Start of Entries supplied

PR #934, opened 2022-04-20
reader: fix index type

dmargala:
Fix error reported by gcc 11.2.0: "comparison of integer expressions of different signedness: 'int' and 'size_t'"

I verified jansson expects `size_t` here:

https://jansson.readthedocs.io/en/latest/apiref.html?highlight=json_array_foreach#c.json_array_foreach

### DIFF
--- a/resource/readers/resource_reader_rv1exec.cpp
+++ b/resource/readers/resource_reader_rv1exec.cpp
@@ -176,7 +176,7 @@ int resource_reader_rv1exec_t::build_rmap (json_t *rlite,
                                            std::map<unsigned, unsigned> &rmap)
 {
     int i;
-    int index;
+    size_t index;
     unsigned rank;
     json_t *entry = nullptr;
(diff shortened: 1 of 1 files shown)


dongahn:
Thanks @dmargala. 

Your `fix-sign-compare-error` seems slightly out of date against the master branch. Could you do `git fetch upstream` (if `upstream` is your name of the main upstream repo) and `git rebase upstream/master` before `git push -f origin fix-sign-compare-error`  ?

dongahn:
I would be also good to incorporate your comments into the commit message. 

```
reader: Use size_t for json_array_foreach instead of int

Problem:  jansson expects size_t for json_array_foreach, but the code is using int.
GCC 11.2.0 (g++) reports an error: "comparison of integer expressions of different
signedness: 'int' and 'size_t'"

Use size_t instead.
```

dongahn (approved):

End of Entries supplied
Start of Entries supplied

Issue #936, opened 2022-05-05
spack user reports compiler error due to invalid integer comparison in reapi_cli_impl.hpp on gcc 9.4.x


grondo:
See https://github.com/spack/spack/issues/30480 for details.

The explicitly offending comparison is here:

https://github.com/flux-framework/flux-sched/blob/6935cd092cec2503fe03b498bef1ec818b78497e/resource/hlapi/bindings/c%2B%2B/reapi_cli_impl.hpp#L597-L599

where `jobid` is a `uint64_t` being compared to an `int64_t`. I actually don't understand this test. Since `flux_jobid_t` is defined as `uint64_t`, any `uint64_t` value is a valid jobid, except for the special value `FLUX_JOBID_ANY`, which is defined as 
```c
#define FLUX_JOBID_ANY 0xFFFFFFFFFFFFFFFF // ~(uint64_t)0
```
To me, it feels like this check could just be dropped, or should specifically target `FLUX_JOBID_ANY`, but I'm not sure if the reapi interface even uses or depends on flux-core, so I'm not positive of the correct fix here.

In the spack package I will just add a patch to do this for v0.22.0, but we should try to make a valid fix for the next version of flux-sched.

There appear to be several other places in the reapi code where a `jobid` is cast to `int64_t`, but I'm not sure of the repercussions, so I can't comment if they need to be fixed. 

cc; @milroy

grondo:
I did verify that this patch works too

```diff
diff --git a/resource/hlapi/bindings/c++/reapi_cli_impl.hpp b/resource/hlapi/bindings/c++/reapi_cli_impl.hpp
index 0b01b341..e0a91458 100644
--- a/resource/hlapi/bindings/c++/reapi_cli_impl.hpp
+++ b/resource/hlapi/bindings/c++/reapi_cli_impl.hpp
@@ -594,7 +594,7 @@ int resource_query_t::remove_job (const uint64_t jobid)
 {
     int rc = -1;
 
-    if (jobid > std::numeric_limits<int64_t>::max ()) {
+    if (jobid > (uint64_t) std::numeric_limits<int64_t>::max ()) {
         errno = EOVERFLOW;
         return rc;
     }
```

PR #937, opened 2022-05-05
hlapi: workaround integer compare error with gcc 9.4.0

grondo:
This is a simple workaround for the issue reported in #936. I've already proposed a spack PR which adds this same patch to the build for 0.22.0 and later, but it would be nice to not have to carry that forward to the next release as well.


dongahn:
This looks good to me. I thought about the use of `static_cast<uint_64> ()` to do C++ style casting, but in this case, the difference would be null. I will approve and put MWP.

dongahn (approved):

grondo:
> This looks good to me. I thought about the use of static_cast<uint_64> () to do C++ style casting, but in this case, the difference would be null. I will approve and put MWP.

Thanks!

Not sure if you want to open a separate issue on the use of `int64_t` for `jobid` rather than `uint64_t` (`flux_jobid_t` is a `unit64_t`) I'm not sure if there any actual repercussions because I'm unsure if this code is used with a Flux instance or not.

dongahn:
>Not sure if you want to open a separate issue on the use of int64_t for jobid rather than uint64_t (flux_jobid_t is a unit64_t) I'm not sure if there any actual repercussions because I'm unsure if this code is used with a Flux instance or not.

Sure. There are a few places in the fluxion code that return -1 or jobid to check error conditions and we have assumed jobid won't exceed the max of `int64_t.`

End of Entries supplied

Action item =>
The required answer is a single number: how many lines above hold the string "instance".

Output below =>
2